Heritage | St Peter & St Paul's Anglican Parish


The Font (1) was donated to the church by Mrs. Ashton in 1874. Years later a font cover made from an old Sussex water-mill was added. Its original handle was made by the village blacksmith.

The wall plaques honour military members and local pioneers. One is  to a nursing sister who lost her life when her hospital was bombed in World War 1. The War Memorial (2) to those who gave their lives in  the Great War is all that is left of a much larger memorial that until 1927 used to sit outside the church.

Beside the Lectern is the life-buoy (3) from HMS Condor which floundered in a storm off the west coast on December 3, 1901.

The Pulpit (4) was carved by Mr. William Edward Allen Barclay in memory of his father Canon William George Barclay of Salisbury, England. The two carvings that surmount the posts at the top of of the steps came from Minterne, Dorset, where the Canon was Rector for 25 years. On the wall of the Pulpit is the Canon’s monogram. The Alms basin was also carved by Mr. Barclay.

Our organ (5) was bought from St. John’s, Victoria, in 1912. It is a three-manual Conacher tracker which was built in Huddersfield, England, in 1891. Because the organ is virtually in its original state it  is a heritage instrument.

The Altar (6), installed when the church was moved to this site, just over 100 years old. There are six stained glass windows in the church. The central set of three behind the altar are in memory of Alice, the daughter of one of our early Ministers, she died in 1878. The two on either side were also installed in 1878. The one on the left is in memory of Commander, the Hon. Horace Lascelles, son of the Earl of Harewood, who died on June 15, 1869. The one on the right is in memory of Frederick Seymour, Governor of British Columbia. The Pooley memorial window beside the pulpit dates from 1960.

Upon entering the church one becomes aware of the many flags that have been “laid up” here for safekeeping. At the Chancel step (7) hangs the Naval Colour presented by King George VI at Beacon Hill Park when he and Queen Elizabeth visited Victoria in 1939. Across from it hanging above the memorial to Admiral Hose, the founder of the Canadian Navy (8), is the White Ensign (9) which flew on HMCS Vancouver before she was paid off. Beside it hang the last Red Ensign to fly at Work Point Barracks and the Blue Ensign. These were “laid up” here in the late 1960’s when the new Canadian Flag was introduced.

The Blue Ensign was the Naval Jack, while the Red Ensign was the flag of Canada and the Canadian Army. Above the Lectern (10) hangs the flag of the Royal Canadian Air Force.

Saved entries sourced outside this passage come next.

PR #838, opened 2024-01-08
feat(api): Make Web3 API server work with pruned data

slowli:
## What ❔

Modifies the Web3 API server so that it works with pruned node data during snapshot recovery.

## Why ❔

## Checklist


core/lib/types/src/api/mod.rs
```diff
@@ -556,19 +556,19 @@ pub struct GetLogsFilter {
 
 /// Result of debugging block
 /// For some reasons geth returns result as {result: DebugCall}
-#[derive(Debug, Serialize, Deserialize, Clone)]
+#[derive(Debug, Clone, Serialize, Deserialize)]
```
popzxc, line 559: -0 on such changes: they increase the diff while arguably the benefit is marginal/subjective.
When you have to read several 1k+ sized PRs, it adds up and makes reviewing harder than necessary.
Probably it'd be better to ship such changes as separate smallish PRs.

core/lib/zksync_core/src/api_server/execution_sandbox/apply.rs
```diff
@@ -320,55 +322,47 @@ impl BlockArgs {
...
+
+        if self.is_pending_miniblock() {
+            let sealed_l1_batch_number =
+                connection.blocks_dal().get_sealed_l1_batch_number().await?;
+            let sealed_miniblock_header = connection
+                .blocks_dal()
+                .get_last_sealed_miniblock_header()
+                .await?
+                .context("no miniblocks in storage")?;
+            // TODO: no miniblocks can be supported (requires snapshot miniblock timestamp)
```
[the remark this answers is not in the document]
popzxc: Do you mean that you can make it work if there are no miniblocks in the storage right after the snapshot sync? If so, _I think_ it's not worth it. With miniblocks created every second, the chances of anyone actually noticing this error are very slim, and it's not going to have any consequences even if it'll fire.

core/lib/zksync_core/src/api_server/execution_sandbox/mod.rs
```diff
@@ -227,6 +231,13 @@ impl BlockArgs {
     }
 
     /// Loads block information from DB.
+    ///
+    /// # Important!
+    ///
+    /// It is assumed that `block_id` is present in Postgres or can be present in the future
+    /// (i.e., it does not refer to a pruned block). If called for a pruned block, the returned value
+    /// (specifically, `l1_batch_timestamp_s`) will be nonsensical. Hence, the caller must take care
+    /// of pruned blocks separately.
```
popzxc, line 240: Maybe it makes sense to pass `BlockStartInfo` here and do the check internally?
I can imagine that _in theory_ we can forget to do the check (or accidentally remove it) during some quickfix to the API.
It'll be a bit more verbose, but I'd prefer us to return an error in such case rather than serve incorrect information.

core/lib/zksync_core/src/utils/mod.rs
```diff
@@ -87,6 +87,33 @@ pub(crate) async fn projected_first_l1_batch(
     Ok(snapshot_recovery.map_or(L1BatchNumber(0), |recovery| recovery.l1_batch_number + 1))
 }
 
+#[derive(Debug, Clone, Copy)]
+pub(crate) struct BlockStartInfo {
```
popzxc, line 91: This structure seems to be only used in the `api_server` module. Do you anticipate it being useful elsewhere? If not, maybe it'll be better to move it there?
`utils` module feels like a somewhat awkward place to put it.

core/lib/zksync_core/src/api_server/web3/state.rs
```diff
@@ -182,6 +184,58 @@ impl RpcState {
...
+        }
+    }
+
+    pub(crate) fn check_pruned_l1_batch(&self, number: L1BatchNumber) -> Result<(), Web3Error> {
+        let first_local_l1_batch = self.start_info.first_l1_batch;
+        if number < first_local_l1_batch {
+            return Err(Web3Error::PrunedL1Batch(first_local_l1_batch));
+        }
+        Ok(())
+    }
```
popzxc, line 211: Idk if it'll be better, but as a suggestion:
If we will move `BlockStartInfo` to the `api_server`, we can in theory do roughly the following (pseudocode):

```rust
enum PruneQuery {
    Batch(L1BatchNumber),
    ApiBlock(api::BlockId),
}

impl BlockStartInfo {
  fn ensure_not_pruned(&self, query: impl Into<PruneQuery>) -> Result<(), Web3Error> { .. }
}
```

then you'll be able to just call `self.state.block_start_info.ensure_not_pruned(whatever)?`.

core/lib/zksync_core/src/utils/mod.rs
```diff
@@ -87,6 +87,33 @@ pub(crate) async fn projected_first_l1_batch(
...
+    /// Projected number of the first locally available miniblock. This miniblock is **not**
+    /// guaranteed to be present in the storage!
```
popzxc, line 93: Also, stupid question: looks like we have some places where the fact that there may be some state _but_ no miniblocks/batches in the storage after the snapshot sync is an edge case. Would it make sense to include the last L1 batch into the snapshot? This way we'll always be sure that there is at least one miniblock/batch in the storage and we'll be able to use it as an invariant.
The cost of +1 L1 batch sounds negligible in theory, but it can simplify stuff quite a bit.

The colour of the Old Contemptibles, the small force that went to France in the early days of WW1, laid up here on October 12, 1975, hangs beside it. Opposite, above the Pulpit (4) hangs the flags of the Burma Star Association of Victoria and the Chief and Petty Officers Association. Before the 3rd Battalion of the Princess Patricia’s Canadian Light Infantry moved the King’s and Regimental Colour of their 1st Battalion hung beside the organ.

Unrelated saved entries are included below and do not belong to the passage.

PR #843, opened 2024-01-09
fix(state-keeper): Updates manager keeps track of fictive block metrics

perekopskiy:
## What ❔

Updates manager keeps track of fictive block metrics

## Why ❔

Some metrics (l1_gas, estimated_circuits) are needed in context of the whole batch and were calculated incorrectly previously

## Checklist

### DIFF
--- a/core/lib/zksync_core/src/state_keeper/batch_executor/mod.rs
+++ b/core/lib/zksync_core/src/state_keeper/batch_executor/mod.rs
@@ -257,7 +257,13 @@ impl BatchExecutorHandle {
         latency.observe();
     }
 
-    pub(super) async fn finish_batch(self) -> (FinishedL1Batch, Option<WitnessBlockState>) {
+    pub(super) async fn finish_batch(
+        self,
+    ) -> (
+        FinishedL1Batch,
+        Option<WitnessBlockState>,
+        ExecutionMetricsForCriteria,
+    ) {
         let (response_sender, response_receiver) = oneshot::channel();
         self.commands
             .send(Command::FinishBatch(response_sender))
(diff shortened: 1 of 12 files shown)


core/lib/zksync_core/src/state_keeper/batch_executor/mod.rs
```diff
@@ -330,7 +342,13 @@ impl BatchExecutor {
                     } else {
                         None
                     };
-                    resp.send((vm_block_result, witness_block_state)).unwrap();
+                    let block_tip_metrics = Self::get_execution_metrics(
+                        None,
+                        &vm_block_result.block_tip_execution_result,
+                    );
```
slowli, line 348: Dumb question: Can't the equivalent of this method be called on `vm_block_result` on the caller side (i.e., in `MiniblockUpdates::extend_from_fictive_transaction()`, so that it's not necessary to pass an additional value everywhere? E.g., rework this method as a crate-public function in the `gas_tracker` module, or as a `ExecutionMetricsForCriteria` constuctor. Or do we plan to change `block_tip_metrics` definition in the future, so that it won't be derivable from `vm_block_result` alone?

StanislavBreadless (approved):

core/lib/zksync_core/src/state_keeper/batch_executor/mod.rs
perekopskiy: Definitely makes sense to not pass it everywhere and can be derived at the end. I was trying to make it the same way as we do for non-fictive transactions. But as far as I see the reason why it's so for non-fictive ones is that deriving metrics for them requires `Transaction` object and we don't want to clone it before sending to batch executor

core/lib/zksync_core/src/state_keeper/updates/miniblock_updates.rs
```diff
@@ -59,13 +59,21 @@ impl MiniblockUpdates {
         }
     }
 
-    pub(crate) fn extend_from_fictive_transaction(&mut self, result: VmExecutionResultAndLogs) {
+    pub(crate) fn extend_from_fictive_transaction(
+        &mut self,
+        result: VmExecutionResultAndLogs,
+        l1_gas_count: BlockGasCount,
+        execution_metrics: ExecutionMetrics,
```
slowli, line 66: Bikshedding: Couldn't you instantiate `ExecutionMetricsForCriteria::new(None, &result)` directly inside this method to compact the things even further? Specifically, it would signify that `MiniblockUpdates` metrics are updated based on `result` only.

slowli (approved):

core/lib/zksync_core/src/state_keeper/updates/miniblock_updates.rs
perekopskiy: I'd like to keep this way to be consistent between `extend_from_fictive_transaction` and `extend_from_executed_transaction`. Maybe this whole part worth a refactoring, but it shouldn't be a part of this PR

The bell (7) located by the Organ is a gift of the Bergink family in memory of Herman, Parish Organist and Provincial Carillonneur. The sanctuary furniture, altar hangings, communion plate prayer and hymn books and bibles have been given to the glory of Almighty God in memory of many whom we still fondly remember. The anchor window located above the font (1) on the east wall is a reminder of our naval history. The small plaques on the front pews mark the Admiral’s pew (the pulpit side) and the Army Commander’s pew (the lectern side).